La función de las barreras lingüísticas

LIBERTAD DIGITAL 11/03/16
CRISTINA LOSADA

Al saber que la Universidad de Valencia ha puesto como condición sine qua non para ser profesor allí el dominio de la lengua valenciana pensé de inmediato en Malasia. El de Malasia es el caso más extremo que conozco de imposición de requisitos lingüísticos en todo el sistema educativo para favorecer a un sector de la población, perjudicar a otro y evitar, de esa manera, la competencia.
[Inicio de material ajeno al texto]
PR #253, opened 2021-05-05
[WJ-462] Implement PHP integration for ftml FFI

emmiegit:
The class for handling parsing/rendering in Wikidot is `WikiTransformation` (imo a misleading name). To get us closer to having separate, configurable Text\_Wiki vs ftml parser/renderer backends, I have moved it to a new module at `web/Wikitext`. There is a subdirectory `web/Wikitext/FTML` for all ftml-related classes and implementations.

Other than the above move, this PR does *not* change the native Wikidot parser/renderer in any way. It simply introduces the necessary code to render using ftml, which is unused.

It also fixes an issue with the Rust side where the meta list wasn't freed in the `ftml_destroy_html_output()` function. The PhpStorm IDE also made some stylistic modifications.

The integration was tested locally and confirmed to work:

----

**HTML render test:**
HTML render test

**Text render test:** (in pre)
Text render test


Monkatraz (approved):
I'm not very qualified to review this, but in principle I don't see anything wrong.

well, except for the sections of the diff where it reveals just little bits of old wikidot code. true horror

web/php/Wikitext/FTML/FtmlBackend.php
```diff
@@ -0,0 +1,16 @@
+<?php
```
danieltharp: The Wikidot namespace is intended for legacy code. Any new code should go in one of the laravel-provided folders, likely the `app` folder as everything there inherits the `Wikijump` namespace.

danieltharp (changes requested):
If you move the new FTML stuff out of `web/php` and into `app` and renamespace it to `Wikijump` I think this will be fine.

web/php/Wikitext/FTML/FtmlBackend.php
emmiegit: Ah alright, I will adjust accordingly.

CODEOWNERS
```diff
@@ -5,6 +5,7 @@
 # The ftml (Foundation Text Markup Language) service provides
 # parsing and rendering of wikitext.
 ftml                                @ammongit
+web/php/Wikitext                    @ammongit
```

Hay obvias diferencias con la decisión de la universidad valenciana, igual que con decisiones similares en otras autonomías, pero como el caso de Malasia es extremo permite ver cómo funcionan y para qué se establecen, en realidad, los condicionantes lingüísticos.

En Malasia, las disparidades en la capacidad emprendedora y la prosperidad de sus diversos grupos étnicos condujeron en 1965 a la expulsión de Singapur. La Constitución garantizaba la supremacía política de los malayos autóctonos, al dar mayor peso al voto de las zonas rurales que al de las urbanas, pero ese desequilibrio no fue suficiente para acabar con la preponderancia económica de la población de origen chino. Los primeros conflictos se saldaron, así, con aquella insólita renuncia de un Estado a una parte de su territorio. Aunque la historia no acabó ahí. En los años posteriores los gobiernos malayos adoptaron un conjunto de medidas para reducir las diferencias de resultados entre los autóctonos y la población china que no se trasladó a Singapur.
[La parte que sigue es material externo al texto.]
PR #254, opened 2021-05-05
Flesh out core SCSS styling

Monkatraz:
This PR adds a fair amount of new/ported styling to the `wj-css` package. The new stuff is really just foundational work, and is a prelude to a frontend prototype.

It should be noted that I really can't test the styling very well, and I basically haven't for this PR. However, most of it is safe, ported styling from Mainframe tweaked to suit Wikijump. All of it is subject to change, but now we don't have to start from scratch.

One significant missing feature from all of this is _vertical rhythm_, which specifically describes the spacing/margins/padding between text elements like paragraphs, images, etc. Right now, due to the reset, everything that isn't directly styled is just bunched up next to each other.

The reason I haven't done that is because:
1. It can get pretty complicated
2. I don't have much to test it with - yet

My "plan", as it stands, is for anything with a "content" context, e.g. an article, forum post text box, etc. should be given a `.wikitext` class. This class would effectively scope all of the finicky styling needed for content while leaving the rest of the UI untouched, lowering the need for fiddly resets.


client/modules/wj-css/src/abstracts/_mixins.scss
```diff
@@ -19,3 +19,31 @@
...
+/// Hides content visually but not to screen readers.
+@mixin hide-visually {
+  position: absolute;
+  width: 1px;
+  height: 1px;
+  overflow: hidden;
+  white-space: nowrap;
+  clip: rect(1px, 1px, 1px, 1px);
+  clip-path: inset(100%);
+}
```
emmiegit, line 32: General question: Right now `[[invisible]]` just does `color: transparent`. How should this interact with this styling?

client/modules/wj-css/src/components/_links.scss
```diff
@@ -0,0 +1,49 @@
+@use "sass:list";
+@use "sass:selector";
+
+a[href]:not([href*="javascript:;"]) {
```
emmiegit, line 4: lol

client/modules/wj-css/src/components/_links.scss
```diff
@@ -0,0 +1,49 @@
...
+  // prettier-ignore
+  $internal-links-list:
+    '^="/"',
+    '^=".."',
+    '^="#"',
+    '*="wikijump.com"',
+    '*="wikijump.org"',
+    '*="wikijump.test"',
+    '*="wikijump.dev"',
+    '*="localhost"';
```
emmiegit, line 20: I don't think we use `localhost` for anything.

More notably, is this won't work for any custom domains, and I don't want to have to commit and make a new `client` build to support it, it should be automatic.

Not a blocker for this PR since you have a TODO, but just a note.

client/modules/wj-css/src/components/_links.scss
```diff
@@ -0,0 +1,49 @@
...
+
+  // make our selector lists
+  $is-internal: ();
+  $not-internal: "&[href*='//']";
```
emmiegit, line 24: Would `://` be more correct?

Also technically stuff like `mailto:` exists even though it doesn't have `//` in it.

emmiegit (approved):
LGTM, though I can't comment on most of the specific CSS rules themselves

client/modules/wj-css/src/abstracts/_mixins.scss
Monkatraz: This mixin is basically like a hide nuke - it does everything it can to visually hide the element. I assume invisible text is supposed to just be invisible, but take up room and affect layout.

client/modules/wj-css/src/components/_links.scss
Monkatraz: If you run a development server and don't use any tricks you'll run it on `localhost`. All of the `client/` web dev modes currently use `localhost`.

Also, yeah, totally aware of that issue. This particular bit of the CSS is kind of a placeholder until we figure out a solution. I think the solution most likely to work is probably environment variables.

client/modules/wj-css/src/abstracts/_mixins.scss
emmiegit: Oh right, okay.

client/modules/wj-css/src/components/_links.scss
Monkatraz: I think if you do `//` at the start of a URL it means "pick a protocol for me", which is why I excluded the `:`. Although, when I test that in Firefox both `://` and `//` work.

Also, totally forgot about stuff like `mailto:` lol

client/modules/wj-css/src/components/_links.scss
Monkatraz: can't believe I had to add that. that adds at least a kilobyte to the CSS and I'm calling the police

client/modules/wj-css/src/base/_a11y.scss
```diff
@@ -0,0 +1,39 @@
...
+// Change the display on visually hidden accessible elements.
+
+[aria-hidden="false" i][hidden] {
+  display: initial;
+}
+
+[aria-hidden="false" i][hidden]:not(:focus) {
+  position: absolute;
+  clip: rect(0, 0, 0, 0);
+}
```
rossjrw, line 39: When would these situations occur?

client/modules/wj-css/src/base/_base.scss
```diff
@@ -0,0 +1,55 @@
+// Normalize html/body
+html,
+body {
+  min-width: 100%;
+  max-width: 100%;
+  min-height: 100%;
+  font-size: 1rem;
+  line-height: 1.5;
+  touch-action: manipulation;
```
rossjrw, line 9: Why `manipulation` (which according to MDN prevents double-tap-to-zoom) over `auto`?

client/modules/wj-css/src/base/_base.scss
```diff
@@ -0,0 +1,55 @@
...
+* {
+  text-decoration-skip-ink: none;
+  text-underline-offset: 0.075em;
+  text-decoration-thickness: 0.05em;
+}
+
+// Struck-out text.
+s {
+  text-decoration: line-through 0.15em;
+}
```
rossjrw, line 49: Why can't this be left to the browser? Requesting changes here

client/modules/wj-css/src/components/_scrollbar.scss
```diff
@@ -0,0 +1,35 @@
+// Avoid setting scrollbars for something that's probably a phone
+@include media(">narrow") {
+  * {
+    scrollbar-width: thin;
```
rossjrw, line 4: Comment for the file: why can't we just let browsers do scrollbars? Requesting changes

rossjrw (changes requested):
'Requesting changes' for a couple comments below, where either changes or justification would suffice

client/modules/wj-css/src/base/_base.scss
Monkatraz: Double tapping to zoom introduces a 300ms latency for _all interaction taps_. If your UI doesn't require you to zoom (because it isn't a desktop site), you can just use pinch zooming for the scant times you actually need to zoom.

client/modules/wj-css/src/base/_base.scss
Monkatraz: iirc the strikethrough text varies between browsers, and this thickens it slightly compared to default. It's a little bit easier to make out compared to the usual browser style.

Monkatraz: wait actually I keep getting mixed up by the stupid preview, you mean the bottom CSS rule there - one sec, editing comment

rossjrw: Why disable specifically skip-ink, for example? And why does making it 'easier to make out' beat consistent usage for a single user on a single browser?

client/modules/wj-css/src/components/_scrollbar.scss
Monkatraz: Which do you prefer?

image

image

The default browser scrollbars are inconsistent native implementations, and they're usually _gigantic_. Additionally, _I am_ leaving it up to the browser when I can - the `scrollbar-width: thin` property is the "official" way of doing this.

client/modules/wj-css/src/base/_a11y.scss
Monkatraz: Great question - this actually comes from `normalize.css`. If I had a guess, these selectors are for elements that can be tab focused but aren't normally visible. A good example of that is on Github, just open a new page on Github and press tab. It'll reveal a "jump to main content" button on the top left.

client/modules/wj-css/src/components/_scrollbar.scss
rossjrw: https://webaim.org/resources/contrastchecker/?fcolor=44464C&bcolor=282B34

The default implementations are consistent for a single user across whatever websites they visit. It doesn't matter if they vary between browsers.

It doesn't really matter to me if an individual site wants a special scrollbar or if Sheaf wants a special scrollbar, but this is the base theme, and it defines everything else. I'd like to defer to the defaults that the user expects as much as possible.

client/modules/wj-css/src/base/_base.scss
Monkatraz: I guess this is a difference in opinion here? I don't really care what the browser default is - honestly, they usually kind of suck. The browser default font is Times New Roman.

About skip-ink: I find that underlines generally look better and "work better" (e.g. styling things with underlined styles, like some types of highlighted text) with skip-ink off.

client/modules/wj-css/src/components/_scrollbar.scss
Monkatraz: Yes, you pointed out the color - but that wasn't really the point? We can adjust the color easily?

I'm also going to fight you on that "consistency" point - who browses a site with a single device nowadays? On Macs, Safari will often just plain _disable_ scrollbars. I think this brings them back - I'd have to test that.

I also don't think the user has much of an idea of what a "default scrollbar" is - nearly every application they will be using has a different one. Even different Windows settings apps have different scrollbars.

rossjrw: Hmmm. Alright, fair enough. I'll concede to you on that last.

rossjrw (approved):

Monkatraz:
Going to merge without additional changes for now - I have _two_ PRs following this one up, because I'm crazy.

Being serious, we're getting pretty close to the stage where I can chill with the messy, big PRs. It's roughly going to be:
* Prism Module
* CM6 FTML grammar and Sheaf's basic components
* Complex Sheaf components, such as live preview and setting up interaction bindings
* Big ol' cleanup PR where TSDoc conformity and a bunch of other stuff is done

Anyways, thanks @ammongit , @rossjrw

Dos de ellas fueron decisivas: dar preferencia a los autóctonos en el empleo gubernamental y del sector privado y cambiar los requisitos y el idioma del sistema educativo. Del inglés, que había sido el idioma de la enseñanza, se pasó al malayo, y el acceso a las universidades dejó de estar vinculado al rendimiento personal. Los efectos de esos cambios se notaron con rapidez. Los estudiantes de origen chino e indio, que conseguían los mejores resultados y copaban las licenciaturas en materias científicas y técnicas, tuvieron dificultades en el nuevo sistema y empezaron a marchar a universidades de otros países. Incluso alumnos de secundaria iban a estudiar a Singapur, donde se seguía estudiando en inglés.
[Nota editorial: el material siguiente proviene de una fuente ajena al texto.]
PR #256, opened 2021-05-06
[WJ-470] Remove Flickr integration

emmiegit:
This integration contains a significant amount of legacy code that would have to be maintained for minimal gain, as few present Wikidot uses make use of Flickr. Additionally, the integration is broken in Wikidot Mainline, so the effort to get it to work here is likely to be extensive and thus not worthwhile.


danieltharp (approved):
Looks good, and good riddance to it.

emmiegit:
thanks @pxdnbluesoul

PR #258, opened 2021-05-06
[FTML-123] Replace "locale" with "language"

emmiegit:
We're not using it as a full locale, just to know what language to target. I have renamed `locale` to `language` in ftml and across its various consumers.


Monkatraz (approved):
Looks great to me.

emmiegit:
thanks @Monkatraz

Cierto. Ni en la comunidad valenciana ni en ninguna otra tenemos nosotros un conflicto entre grupos étnicos como en Malasia, pero la función de los requisitos lingüísticos es análoga a la que cumplieron allí. El propósito inconfesado es garantizar que quede en manos de «los de aquí» todo el empleo relacionado con la administración autonómica, incluido el de sectores muy dependientes de las subvenciones, como la cultura y los medios, por ejemplo. Naturalmente, una parte de «los de aquí» estará encantada con este proteccionismo, se sumará con entusiasmo a la instalación de nuevas barreras y contribuirá a la elaboración del discurso político y cultural que legitima el cierre, sea en nombre de las singularidades, el hecho diferencial, la lengua y la cultura propias o hacer país.

En el sector público propiamente dicho hay puestos para los que será razonable requerir el conocimiento de las dos lenguas cooficiales, pero establecer de manera generalizada, como condición sine qua non, el dominio del valenciano, el catalán, el gallego o el euskera tiene un efecto, y pienso que es un efecto deseado: dificultar el acceso de «los de fuera». En la universidad ese efecto resulta especialmente perjudicial. Perjudicial para la calidad universitaria, porque cierra la puerta a la competencia y, por ende, a la excelencia. Siempre, claro, que la prioridad de una universidad sea la de contar con el mejor profesorado posible, y no la de llevar la endogamia al más localista de los extremos.

En Malasia, las políticas de preferencia ni siquiera beneficiaron a la gran mayoría de los autóctonos. Sólo favorecieron a un cinco por ciento de esa población, a los que ya pertenecían a las capas más prósperas, según los estudios que cita Thomas Sowell en La discriminación positiva en el mundo. Y la marcha de los mejores estudiantes provocó a la larga una falta de personal cualificado en ámbitos científicos, médicos y técnicos que obligó a modificar la política lingüística a finales de la década de los 90. En las autonomías españolas, por ahora, no se aprecia signo alguno de marcha atrás en esa clase de políticas. Continuamos avanzando en la creación de cotos cerrados, y con los ojos bien cerrados para no ver las consecuencias.